# France Passion



## statenisland (Aug 17, 2007)

Good afternoon,
I am getting ready to travel through France to Spain for some winter sun and have been taking particular notice of other peoples' posts regarding their journeys.
The Aires are usually mentioned but rarely is the France Passion scheme.
Is this facility not as good as it appears?
Brian

PS- I am still looking for an empty Spanish gas bottle.


----------



## Frantone (Sep 6, 2006)

Hi
I seem to recall that the book of 'Invitations France Passion' does not have phone numbers for the sites so it is not easy to plan ahead.
However we have used a couple and found them excellent.
It is polite to view, sample or taste the produce and at that point the stop over could become expensive! One cider farm relieved me of €50 and the next night another site had a restaurant which bruised the creit card!
TonyP


----------



## drcotts (Feb 23, 2006)

One of the reasons there are phone numbers isn that they are not run like CL sites. They are run by people who are willing to let you park on their property for free (as long as you bought the book) but who do not want the added responsibility of running a small site. Basically you turn up and if the place is full you have to find somewhere else. You cant book ahead (i suppose they dont want to reserve places for people who may not turn up and have to argue with others who have turned up and wonder why they cant park in the space thats there).

I can understand it really. 
Its a good scheme with few rules. All you have to do is let them know when you arrived and when you leave. Some have extra facilitoes like water and waste etc but there is no right to these.

Its ideal for those who are self sufficient and just want a place to park for the night. Thats why caravanners dont get invited as there would be awnings chairs cars kids bikes etc all over the place.

Phill


----------



## Grizzly (May 9, 2005)

We have never arrived and found a France Passion site full and I'm certain that this would be even more true in winter. It might be a good idea to travel with enough water, and dump your loo and waste water whenever you can before you arrive. These facilities are not always available at FP sites, especially I imagine in winter when they might drain external taps.

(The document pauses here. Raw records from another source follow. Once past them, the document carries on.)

PR #198, opened 2019-03-22
graph setup progress bar

### LINKED ISSUE #194: Progress bar output for setting up graphs
It would be nice to have a progress bar here. Nothing "happens" for about 30s when executing `datacheck.sh`.

```
[283.1] Setting up for graphs of highway data.
Full graph has 550494 vertices, 622495 edges.
Edge compressed graph has 399056 vertices, 471057 edges.
[314.5] Writing graph waypoint simplification log.

```

yakra:
This closes #194

### DIFF
--- a/siteupdate/python-teresco/.gitignore
+++ b/siteupdate/python-teresco/.gitignore
@@ -1,3 +1,5 @@
 graphs
 logs
 nmp_merged
+stats
+TravelMapping.sql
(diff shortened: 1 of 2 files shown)


yakra:
**.gitignore:**
stats/ is typically produced by datacheck.sh, but TravelMapping.sql is not. If preferred, I can remove `TravelMapping.sql` from .gitignore, leaving it to the individual collaborators to add it to  their .git/info/exclude files.

jteresco:
I don't think extra entries in .gitignore cause any harm, so I would prefer to have it in there.

PR #224, opened 2019-05-19
great-circle distance speedups

yakra:
### C++:  store & retrieve segment length
Increases speed slightly when Computing stats & Creating per-traveler stats logs.
Along for the ride: added alternate great-circle distance formulas to Waypoint::distance_to & PlaceRadius::contains_vertex, commented out for now

### DIFF
--- a/siteupdate/cplusplus/classes/GraphGeneration/HGEdge.cpp
+++ b/siteupdate/cplusplus/classes/GraphGeneration/HGEdge.cpp
@@ -49,9 +49,7 @@ HGEdge::HGEdge(HighwaySegment *s, HighwayGraph *graph)
 }
 
 HGEdge::HGEdge(HGVertex *vertex, unsigned char fmt_mask)
-{	// build by collapsing two existing edges around a common
-	// hidden vertex waypoint, whose information is given in
-	// vertex
+{	// build by collapsing two existing edges around a common hidden vertex
 	c_written = 0;
 	t_written = 0;
 	format = fmt_mask;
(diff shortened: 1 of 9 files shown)


yakra:
Added a commit to implement this in siteupdate.py.

### On noreaster:
* *Reading waypoints for all routes* 116.9 -> 120.1 s, gaining 3.2 s.
* *Computing stats* 30.1 -> 26.1 s, losing 4.0 s.
Let's call this moving 3.6 s +/- 0.4 s from point A to point B. Times always seem to vary a little bit between runs in Python *(for example, the total run time for all tasks other than the ones I measured for this benchmark went 260.2 -> 254.8 s)*; there will be a little noise in the signal.
* *Creating per-traveler stats logs and augmenting data structure* 46.2 -> 29.9 s. A 50% speedup for this task.

yakra:
### Spherical law of cosines formula for area graphs
253f75270dfee3650d05a5962e44074e7284f5a2 http://forum.travelmapping.net/index.php?topic=3014.msg13996#msg13996

Same as the existing formula, but with some terms factored out or simplified via trig identity.
Increases area graph generation speed by ~32%.
* Not such a big deal in C++ on BiggaTomato, where it gets us from 3.7 to 2.8 s.
* In Python on noreaster, we go from 56.8 to 43.1.

No DIFFs in the resulting graphs.

jteresco:
Sorry I forgot this was here.   Pulling in now and it will be used starting with tomorrow's site update.  And thanks again for all the work on this.

PR #227, opened 2019-06-19
quadtree-based area graph vertex search

### LINKED ISSUE #223: area graph vertex matching: quadtree
Creating each area graph, we measure the distance from the area's center to *every* vertex in the graph structure, and compare against the radius.

What if we measured the distance of only a subset of vertices?
* We have a center and a radius, so we should be able to get latitudes/longitudes for a bounding box within which to search.
  - ToDo: make sure min/max longitudes remain sane as we approach the poles.
* Recurse down through the WaypointQuadtree almost *(but not quite)* exactly the same as we do when finding near_miss_waypoints.
* Each Waypoint found gives us an index to the `HighwayGraph.vertices` dict. Do whatever's fastest, either:
  - Construct a set of vertices out of the quadtree contents,
    - check if singleton or at front of colocation list, and if so add to `vertex_set`, or
    - add directly to `vertex_set` by `hashpoint()`, letting the set() methods determine whether the `hashpoint()` has already been added.

    ...then measure distances to each vertex in this subset, removing those outside the radius. Or make a new set including those within it, whichever we need to do.
  - Or alternately, just check if singleton or at front of colocation list, and within radius, *then* add to `vertex_set`. Fewer additions and thus membership checks, and no need to re-iterate thru the set to remove outliers.

### LINKED ISSUE #226: C++: traveled subgraph DB entries
\# number of vertices & edges are garbage: uninitialized variables
\# of travelers = the total number of TravelerLists, not the # of travelers clinching @ least 1 segment on the subgraph

This will be fixed in my solution for #223.

yakra:
This closes #223.
This closes #226.


yakra:
Ran fine on BiggaTomato. Just crashed on noreaster. Going to go sort this out.

yakra:
Ready to rock.

jteresco:
Thanks - it will be used for tonight's update.

PR #259, opened 2019-11-16
ev_combine

### LINKED ISSUE #233: single matching_edges function
With separate `matching_simple_edges`, `matching_collapsed_edges` and `matching_traveled_edges`, we iterate thru the entire set of vertices & check for matches 3 times.
Combine into one function, and iterate only once, match multiple edge types at the same time.

yakra:
Tidied up subgraph-generation code by matching all vertices and simple, collapsed & traveled edges in a single function, yielding a very small speedup. Closes #233.

**Python:** Saves ~4s on BiggaTomato. We're down 23 lines of code.
**C++:** Saves only ~1s, with more substantial code-cleanup benefits here; we're down 76 total lines across several files. In the process, we save some RAM by getting rid of the underwhelming per-Region & per-HighwaySystem edge sets from #187, no worse for wear performance-wise.


yakra:
Due diligence: I will test the Python version on noreaster, then reopen.

yakra:
Looks good. Ready to rock.

PR #270, opened 2019-12-12
magical 1-byte speed increase

yakra:
Creating & destroying an array of 6 strings can add up over the course of some 19,630,920 iterations. Passing the datacheck FP entries by reference instead of value avoids this, yielding a substantial speed boost. Seems the bottleneck here is memory bandwidth; the more bandwidth my machines have, the more muted the effect of the speedup.

* BiggaTomato (DDR2-800): 10.3s -> 2.6s, a 3.96x speedup.
* Epoch (DDR3-1333): 10.7s -> 4.1s, a 2.61x speedup.
* lab2 (DDR3-1600): 4.1s -> 1.9s, a 2.16x speedup.
* noreaster is the exception: 6.7s -> 1.3s ~= 5.15x. I'll just assume that noreaster has a good number of other processes running and competing for bandwidth. (I *assume* noreaster has the highest bandwidth. It could be running at <1600 mhz, or even single-channel for all I know...)


jteresco:
Just missed by a few weeks being in time to show this as an example of differences in calling conventions in my programming languages class.

yakra:
> Seems the bottleneck here may be memory bandwidth

Or not. I installed a single stick of DDR3-1333 in lab2. 4.2s -> 2.2s. So there are other factors at play here. Cache size, maybe? Epoch has 512K, BiggaTomato 8MB, and lab2 has 512K L2 + 20M L3. And if noreaster has a bunch of other processes running, that could mean more data in the cache for them, and more cache misses for siteupdate. In any case, the  speedup is real, and it's a Good Thing.

> Just missed by a few weeks being in time to show this as an example of differences in calling conventions in my programming languages class.

:D
I've scoured the code looking for opportunities for similar improvements. There are a few, but nothing of this much benefit, that gets repeated this many times.
Other possibilities to check:
* range `for` loops
* return values

jteresco:
Noreaster has all the web service and DB service, which I suppose could be using some memory bandwidth, but I wouldn't expect that much.  No CPU intensive or other memory intensive jobs are normally running at this point.  The machine's been up for a while so the bootup logs aren't easy to see at the moment to remind myself of its memory size and type and cache sizes.

In any case, a nice speedup!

I travel with a collection of postcards from my home town and leave them, written with a short message of thanks, at the house next day. It's not always possible to find the person who owns the site and we don't just like to leave. It gives them a laugh at our French anyway !

When you use them you will be directed to the parking place by following the flower signs stuck at - hopefully- critical points on the way. Don't do as we did at our first one and drive blithly into the farmyard itself. We then had to do a 365 point turn with the farmer and all his extended family having lunch inches from us !

G


----------



## carol (May 9, 2005)

As others have said, they can be great and you can actually have a great time, the best we have used to date is one Bligny I think it is called in the Champagne area....great time, arrived as advised before noon, was met and explained where to park (mind you I thought never...ever get flat, as we went up and down tractor ruts - it was dry) and by the time I had done this, he was there with his father. We got out went to speak to them, we were asked would we like a degustation (tasting) we said, we would love to...a time was agreed for 1400.... and so out we went and again met by the father Yves... unfortunately he didn't speak much English (the son did) and in we went. We were shown a video explaining everything. Then invited down into the cellars to see all the equipment and caves, back up and the tasting.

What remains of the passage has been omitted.